▸ **Source material**:
PR #71, opened 2015-03-09
PLANNER-275 Add Drools score rules for example CheapTime Scheduling

tkobayas:
ACC = 670 with sample01.xml

Some points:
- I insert CheapTimeSolution as a fact because only it knows globalPeriodRangeFrom/globalPeriodRangeTo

▸ **Requirement**:
Please write the listing out again, matching each line exactly.

▸ **Result for this exercise**:
PR #71, opened 2015-03-09
PLANNER-275 Add Drools score rules for example CheapTime Scheduling

tkobayas:
ACC = 670 with sample01.xml

Some points:
- I insert CheapTimeSolution as a fact because only it knows globalPeriodRangeFrom/globalPeriodRangeTo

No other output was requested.